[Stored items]
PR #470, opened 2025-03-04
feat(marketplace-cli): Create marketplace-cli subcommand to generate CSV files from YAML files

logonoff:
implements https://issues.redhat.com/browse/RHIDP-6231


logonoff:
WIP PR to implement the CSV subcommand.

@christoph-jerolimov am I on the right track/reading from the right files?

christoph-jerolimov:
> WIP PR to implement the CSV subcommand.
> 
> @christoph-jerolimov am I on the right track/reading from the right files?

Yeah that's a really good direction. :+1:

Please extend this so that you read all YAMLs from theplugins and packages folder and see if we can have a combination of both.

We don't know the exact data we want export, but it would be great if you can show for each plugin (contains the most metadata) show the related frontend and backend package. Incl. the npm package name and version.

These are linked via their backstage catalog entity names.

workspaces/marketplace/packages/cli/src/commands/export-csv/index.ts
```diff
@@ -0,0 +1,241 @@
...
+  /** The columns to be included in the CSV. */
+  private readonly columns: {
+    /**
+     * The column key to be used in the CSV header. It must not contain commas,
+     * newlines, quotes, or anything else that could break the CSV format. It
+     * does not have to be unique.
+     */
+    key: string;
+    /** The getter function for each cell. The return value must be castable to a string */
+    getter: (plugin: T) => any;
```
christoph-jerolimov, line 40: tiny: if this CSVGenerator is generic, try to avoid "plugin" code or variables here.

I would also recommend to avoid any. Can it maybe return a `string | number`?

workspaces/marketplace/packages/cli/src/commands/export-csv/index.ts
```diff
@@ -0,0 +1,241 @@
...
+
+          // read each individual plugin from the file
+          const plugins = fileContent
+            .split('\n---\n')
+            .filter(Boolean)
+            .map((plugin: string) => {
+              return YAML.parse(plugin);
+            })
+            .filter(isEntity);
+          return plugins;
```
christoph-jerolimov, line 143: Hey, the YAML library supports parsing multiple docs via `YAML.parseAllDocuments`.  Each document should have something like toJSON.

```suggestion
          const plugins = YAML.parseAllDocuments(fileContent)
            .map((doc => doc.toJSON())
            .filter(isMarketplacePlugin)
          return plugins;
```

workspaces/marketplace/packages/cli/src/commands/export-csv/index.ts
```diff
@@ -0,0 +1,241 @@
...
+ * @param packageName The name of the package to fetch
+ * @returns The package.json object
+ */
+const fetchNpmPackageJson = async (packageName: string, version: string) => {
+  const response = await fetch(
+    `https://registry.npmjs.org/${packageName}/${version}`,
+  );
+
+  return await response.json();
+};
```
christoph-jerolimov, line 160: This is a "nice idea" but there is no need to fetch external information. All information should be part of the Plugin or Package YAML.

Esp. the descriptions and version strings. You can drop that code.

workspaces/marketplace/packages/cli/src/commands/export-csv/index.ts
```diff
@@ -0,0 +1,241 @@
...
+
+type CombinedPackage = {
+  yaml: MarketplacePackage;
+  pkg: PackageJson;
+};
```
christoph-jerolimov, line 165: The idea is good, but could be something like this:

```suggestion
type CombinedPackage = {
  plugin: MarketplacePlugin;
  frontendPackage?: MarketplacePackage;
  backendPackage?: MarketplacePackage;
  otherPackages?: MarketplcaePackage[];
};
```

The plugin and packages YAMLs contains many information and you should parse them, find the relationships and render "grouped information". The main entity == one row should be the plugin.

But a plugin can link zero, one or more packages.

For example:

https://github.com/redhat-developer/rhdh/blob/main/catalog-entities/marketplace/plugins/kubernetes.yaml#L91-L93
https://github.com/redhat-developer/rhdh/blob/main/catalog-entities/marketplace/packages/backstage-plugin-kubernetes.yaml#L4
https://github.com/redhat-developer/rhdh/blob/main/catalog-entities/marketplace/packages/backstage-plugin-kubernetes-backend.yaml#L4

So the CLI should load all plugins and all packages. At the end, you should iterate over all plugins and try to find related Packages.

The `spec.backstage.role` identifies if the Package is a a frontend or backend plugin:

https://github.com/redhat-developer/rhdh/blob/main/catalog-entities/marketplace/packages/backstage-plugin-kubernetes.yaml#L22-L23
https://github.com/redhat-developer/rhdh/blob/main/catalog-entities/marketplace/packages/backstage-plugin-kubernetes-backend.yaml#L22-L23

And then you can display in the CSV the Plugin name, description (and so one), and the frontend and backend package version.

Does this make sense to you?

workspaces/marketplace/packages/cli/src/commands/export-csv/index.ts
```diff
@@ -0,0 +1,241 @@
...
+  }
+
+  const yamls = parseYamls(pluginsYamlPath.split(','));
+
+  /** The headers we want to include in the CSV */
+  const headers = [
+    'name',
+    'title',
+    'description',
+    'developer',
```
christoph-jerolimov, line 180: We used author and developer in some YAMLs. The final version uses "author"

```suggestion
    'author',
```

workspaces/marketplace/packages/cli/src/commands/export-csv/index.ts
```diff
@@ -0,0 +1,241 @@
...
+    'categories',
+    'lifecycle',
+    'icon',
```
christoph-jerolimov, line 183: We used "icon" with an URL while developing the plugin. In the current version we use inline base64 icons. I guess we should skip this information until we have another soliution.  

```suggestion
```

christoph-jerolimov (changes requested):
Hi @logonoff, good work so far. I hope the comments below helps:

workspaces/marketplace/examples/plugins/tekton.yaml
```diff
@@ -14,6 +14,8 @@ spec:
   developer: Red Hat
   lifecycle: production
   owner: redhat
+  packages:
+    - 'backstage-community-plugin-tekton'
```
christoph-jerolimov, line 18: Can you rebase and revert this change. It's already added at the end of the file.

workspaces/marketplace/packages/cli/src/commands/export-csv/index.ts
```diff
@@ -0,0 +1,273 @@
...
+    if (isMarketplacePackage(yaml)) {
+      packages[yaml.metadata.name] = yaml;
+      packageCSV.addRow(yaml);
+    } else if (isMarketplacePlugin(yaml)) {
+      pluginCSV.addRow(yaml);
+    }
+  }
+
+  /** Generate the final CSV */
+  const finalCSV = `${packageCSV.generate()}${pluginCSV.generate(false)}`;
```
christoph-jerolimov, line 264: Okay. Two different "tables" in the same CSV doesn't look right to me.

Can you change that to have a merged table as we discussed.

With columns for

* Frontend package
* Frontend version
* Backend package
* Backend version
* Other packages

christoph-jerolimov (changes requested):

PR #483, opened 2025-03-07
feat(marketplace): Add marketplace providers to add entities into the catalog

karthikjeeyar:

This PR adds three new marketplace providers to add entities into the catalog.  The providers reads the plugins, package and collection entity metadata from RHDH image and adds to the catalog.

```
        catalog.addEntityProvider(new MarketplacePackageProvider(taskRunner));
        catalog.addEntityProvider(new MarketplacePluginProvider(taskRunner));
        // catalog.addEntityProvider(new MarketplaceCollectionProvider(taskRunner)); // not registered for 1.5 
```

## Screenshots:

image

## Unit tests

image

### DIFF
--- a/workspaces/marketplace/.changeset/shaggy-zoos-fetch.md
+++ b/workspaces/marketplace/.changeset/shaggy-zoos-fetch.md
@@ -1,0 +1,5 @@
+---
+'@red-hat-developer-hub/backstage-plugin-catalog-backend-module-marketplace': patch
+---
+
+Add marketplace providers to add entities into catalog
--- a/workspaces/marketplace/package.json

§ **WORK REQUEST**
Retype the data in full, and keep every line identical to the original.

§ **PROBLEM SOLUTION**
PR #470, opened 2025-03-04
feat(marketplace-cli): Create marketplace-cli subcommand to generate CSV files from YAML files

logonoff:
implements https://issues.redhat.com/browse/RHIDP-6231


logonoff:
WIP PR to implement the CSV subcommand.

@christoph-jerolimov am I on the right track/reading from the right files?

christoph-jerolimov:
> WIP PR to implement the CSV subcommand.
> 
> @christoph-jerolimov am I on the right track/reading from the right files?

Yeah that's a really good direction. :+1:

Please extend this so that you read all YAMLs from theplugins and packages folder and see if we can have a combination of both.

We don't know the exact data we want export, but it would be great if you can show for each plugin (contains the most metadata) show the related frontend and backend package. Incl. the npm package name and version.

These are linked via their backstage catalog entity names.

workspaces/marketplace/packages/cli/src/commands/export-csv/index.ts
```diff
@@ -0,0 +1,241 @@
...
+  /** The columns to be included in the CSV. */
+  private readonly columns: {
+    /**
+     * The column key to be used in the CSV header. It must not contain commas,
+     * newlines, quotes, or anything else that could break the CSV format. It
+     * does not have to be unique.
+     */
+    key: string;
+    /** The getter function for each cell. The return value must be castable to a string */
+    getter: (plugin: T) => any;
```
christoph-jerolimov, line 40: tiny: if this CSVGenerator is generic, try to avoid "plugin" code or variables here.

I would also recommend to avoid any. Can it maybe return a `string | number`?

workspaces/marketplace/packages/cli/src/commands/export-csv/index.ts
```diff
@@ -0,0 +1,241 @@
...
+
+          // read each individual plugin from the file
+          const plugins = fileContent
+            .split('\n---\n')
+            .filter(Boolean)
+            .map((plugin: string) => {
+              return YAML.parse(plugin);
+            })
+            .filter(isEntity);
+          return plugins;
```
christoph-jerolimov, line 143: Hey, the YAML library supports parsing multiple docs via `YAML.parseAllDocuments`.  Each document should have something like toJSON.

```suggestion
          const plugins = YAML.parseAllDocuments(fileContent)
            .map((doc => doc.toJSON())
            .filter(isMarketplacePlugin)
          return plugins;
```

workspaces/marketplace/packages/cli/src/commands/export-csv/index.ts
```diff
@@ -0,0 +1,241 @@
...
+ * @param packageName The name of the package to fetch
+ * @returns The package.json object
+ */
+const fetchNpmPackageJson = async (packageName: string, version: string) => {
+  const response = await fetch(
+    `https://registry.npmjs.org/${packageName}/${version}`,
+  );
+
+  return await response.json();
+};
```
christoph-jerolimov, line 160: This is a "nice idea" but there is no need to fetch external information. All information should be part of the Plugin or Package YAML.

Esp. the descriptions and version strings. You can drop that code.

workspaces/marketplace/packages/cli/src/commands/export-csv/index.ts
```diff
@@ -0,0 +1,241 @@
...
+
+type CombinedPackage = {
+  yaml: MarketplacePackage;
+  pkg: PackageJson;
+};
```
christoph-jerolimov, line 165: The idea is good, but could be something like this:

```suggestion
type CombinedPackage = {
  plugin: MarketplacePlugin;
  frontendPackage?: MarketplacePackage;
  backendPackage?: MarketplacePackage;
  otherPackages?: MarketplcaePackage[];
};
```

The plugin and packages YAMLs contains many information and you should parse them, find the relationships and render "grouped information". The main entity == one row should be the plugin.

But a plugin can link zero, one or more packages.

For example:

https://github.com/redhat-developer/rhdh/blob/main/catalog-entities/marketplace/plugins/kubernetes.yaml#L91-L93
https://github.com/redhat-developer/rhdh/blob/main/catalog-entities/marketplace/packages/backstage-plugin-kubernetes.yaml#L4
https://github.com/redhat-developer/rhdh/blob/main/catalog-entities/marketplace/packages/backstage-plugin-kubernetes-backend.yaml#L4

So the CLI should load all plugins and all packages. At the end, you should iterate over all plugins and try to find related Packages.

The `spec.backstage.role` identifies if the Package is a a frontend or backend plugin:

https://github.com/redhat-developer/rhdh/blob/main/catalog-entities/marketplace/packages/backstage-plugin-kubernetes.yaml#L22-L23
https://github.com/redhat-developer/rhdh/blob/main/catalog-entities/marketplace/packages/backstage-plugin-kubernetes-backend.yaml#L22-L23

And then you can display in the CSV the Plugin name, description (and so one), and the frontend and backend package version.

Does this make sense to you?

workspaces/marketplace/packages/cli/src/commands/export-csv/index.ts
```diff
@@ -0,0 +1,241 @@
...
+  }
+
+  const yamls = parseYamls(pluginsYamlPath.split(','));
+
+  /** The headers we want to include in the CSV */
+  const headers = [
+    'name',
+    'title',
+    'description',
+    'developer',
```
christoph-jerolimov, line 180: We used author and developer in some YAMLs. The final version uses "author"

```suggestion
    'author',
```

workspaces/marketplace/packages/cli/src/commands/export-csv/index.ts
```diff
@@ -0,0 +1,241 @@
...
+    'categories',
+    'lifecycle',
+    'icon',
```
christoph-jerolimov, line 183: We used "icon" with an URL while developing the plugin. In the current version we use inline base64 icons. I guess we should skip this information until we have another soliution.  

```suggestion
```

christoph-jerolimov (changes requested):
Hi @logonoff, good work so far. I hope the comments below helps:

workspaces/marketplace/examples/plugins/tekton.yaml
```diff
@@ -14,6 +14,8 @@ spec:
   developer: Red Hat
   lifecycle: production
   owner: redhat
+  packages:
+    - 'backstage-community-plugin-tekton'
```
christoph-jerolimov, line 18: Can you rebase and revert this change. It's already added at the end of the file.

workspaces/marketplace/packages/cli/src/commands/export-csv/index.ts
```diff
@@ -0,0 +1,273 @@
...
+    if (isMarketplacePackage(yaml)) {
+      packages[yaml.metadata.name] = yaml;
+      packageCSV.addRow(yaml);
+    } else if (isMarketplacePlugin(yaml)) {
+      pluginCSV.addRow(yaml);
+    }
+  }
+
+  /** Generate the final CSV */
+  const finalCSV = `${packageCSV.generate()}${pluginCSV.generate(false)}`;
```
christoph-jerolimov, line 264: Okay. Two different "tables" in the same CSV doesn't look right to me.

Can you change that to have a merged table as we discussed.

With columns for

* Frontend package
* Frontend version
* Backend package
* Backend version
* Other packages

christoph-jerolimov (changes requested):

PR #483, opened 2025-03-07
feat(marketplace): Add marketplace providers to add entities into the catalog

karthikjeeyar:

This PR adds three new marketplace providers to add entities into the catalog.  The providers reads the plugins, package and collection entity metadata from RHDH image and adds to the catalog.

```
        catalog.addEntityProvider(new MarketplacePackageProvider(taskRunner));
        catalog.addEntityProvider(new MarketplacePluginProvider(taskRunner));
        // catalog.addEntityProvider(new MarketplaceCollectionProvider(taskRunner)); // not registered for 1.5 
```

## Screenshots:

image

## Unit tests

image

### DIFF
--- a/workspaces/marketplace/.changeset/shaggy-zoos-fetch.md
+++ b/workspaces/marketplace/.changeset/shaggy-zoos-fetch.md
@@ -1,0 +1,5 @@
+---
+'@red-hat-developer-hub/backstage-plugin-catalog-backend-module-marketplace': patch
+---
+
+Add marketplace providers to add entities into catalog
--- a/workspaces/marketplace/package.json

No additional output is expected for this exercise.